Эти попытки закончились печальным образом. Не знаю, что было первопричиной, но думаю, что то, что Немцов активно участвовал в этом бизнесе, тоже повлияло на то, что у этого бизнеса начались серьезные проблемы. Хотя и в самом бизнесе было много изъянов, безусловно. Но уверен, что Немцов был отягчающим фактором.

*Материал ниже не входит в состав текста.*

PR #491, opened 2021-06-10
Fix deploy workflow.

Spacetown:
- Fix problems mentioned in https://github.com/gcovr/gcovr/issues/424#issuecomment-858091994.
- Fix CMake varning because minimum required version was 2.6.4.

The deploy workflow is also executed on `push` and `pull_request` but the publish is skipped. There is also the dist folder saved as artifact.
Now we can be sure that the build will succeed.

[no changelog]

### DIFF
--- a/.github/workflows/deploy.yml
+++ b/.github/workflows/deploy.yml
@@ -59,8 +59,14 @@ jobs:
     - name: Build
       run: |
         python setup.py sdist bdist_wheel
+    - name: Upload distribution
+      if: ${{ success() }}
+      uses: actions/upload-artifact@v2
+      with:
+        name: dist
+        path: dist/**
     - name: Publish
-      if: ${{ github.event_name == 'release' }}
+      if: ${{ success() && (github.event_name == 'release') }}
       env:
         TWINE_USERNAME: __token__
         TWINE_PASSWORD: ${{ secrets.PYPI_PASSWORD }}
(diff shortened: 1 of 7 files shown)


Spacetown:
I hope everything is prepared for tomorrow. Keep the fingers crossed.

latk:
Is there a way to add `--no-verify-tags` to the `release_checklist` invocation if `github.event_name != 'release'`? Or should we skip that entire step for non-release runs? After all, the check is also performed by the normal test workflow.

Spacetown:
@latk Yes, there is a way and I started with this. I removed it  because the test only fails after numbing the new version. If the release is published it will not fail anymore.

chrta (approved):
lgtm (but i am no specialist here).

I would probably have installed ninja via "apt-get install ninja-build", if we do not want the bleeding edge (in ubuntu 20.04 is version 1.10.1).

latk:
> @latk Yes, there is a way and I started with this. I removed it because the test only fails after numbing the new version. If the release is published it will not fail anymore.

Ok, that makes sense. It seems acceptable to have a short period between bumping the version and releasing it where the workflow doesn't quite work. Not absolutely perfect since this period is critical, but this is a case of “don't let perfect be the enemy of good”.

latk (approved):
:rocket:  Ship it :)

PR #493, opened 2021-06-11
Clear environment variables used by GCC compiler

Spacetown:
Clean GCC environment variables as mentioned in https://github.com/gcovr/gcovr/issues/492#issuecomment-859564833.


gcovr/tests/test_gcovr.py
```diff
@@ -32,42 +32,60 @@
...
+    "C_INCLUDE_PATH",
+    "CPLUS_INCLUDE_PATH",
+    "OBJC_INCLUDE_PATH",
+    "CFLAGS",
+    "CXXFLAGS",
+    "LDFLAGS",
+    "LANG"
+]:
+    if var in env:
+        env.pop(var)
```
latk, line 51: Instead of *deleting* LANG, it could make sense to force it to a standard locale such as `LANG=C` or `LANG=C.UTF-8`. We already do that in the Dockerfile since `black` seemed to have problems otherwise, cf #487. Either way, LGTM.

latk (approved):

gcovr/tests/test_gcovr.py
Spacetown: You're right. Will change this before merge.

Примерно с 2005 года я с ним встречался крайне редко. Вполне осознанно. И меня это сильно задевает – и эмоционально, и морально. Укоряю самого себя, хотя я сделал это совершенно открыто. Я совершенно четко понимал, что если продолжу общаться с ним в прежнем режиме после того, как он встал уже в явную и жесткую оппозицию к власти, то уже не смогу никого убедить, что я не веду политическую игру, не поддерживаю его финансово – сколько бы я ни клялся на любой святой книге, что я просто дружу с ним как с человеком, люблю вместе с ним в ресторан ходить, мне в его компании интересно и весело, красивые девушки и так далее. Никто бы в это никогда не поверил, и все бы считали, что за его политической позицией стою я, что совершенно не соответствовало действительности. От политики я стараюсь держаться подальше. И если уж откровенно говорить, далеко не со всем, что он говорил, я был согласен – вернее, в основном как раз таки был и не согласен. Ну, это уже мое личное дело, но я понимал, что мое с ним общение становится, я бы сказал, токсичным для моего бизнеса, для моих партнеров, коллег, сотрудников. Пойти на такой риск я не мог. И это, к сожалению, привело к тому, что с человеком, которого я считал и считаю умным, порядочным, честным, интересным и своим другом, я был вынужден провести меньше времени, чем мог, не понимая, не предполагая, что так мало времени ему отпущено в жизни. И я очень горько сожалею, что так произошло. С рациональной точки зрения это был правильный поступок; во мне в отличие от Бори рациональные соображения берут верх над эмоциями, но я буду жалеть об этом до конца жизни. Не так много я встречал людей, которые мне близки в жизни.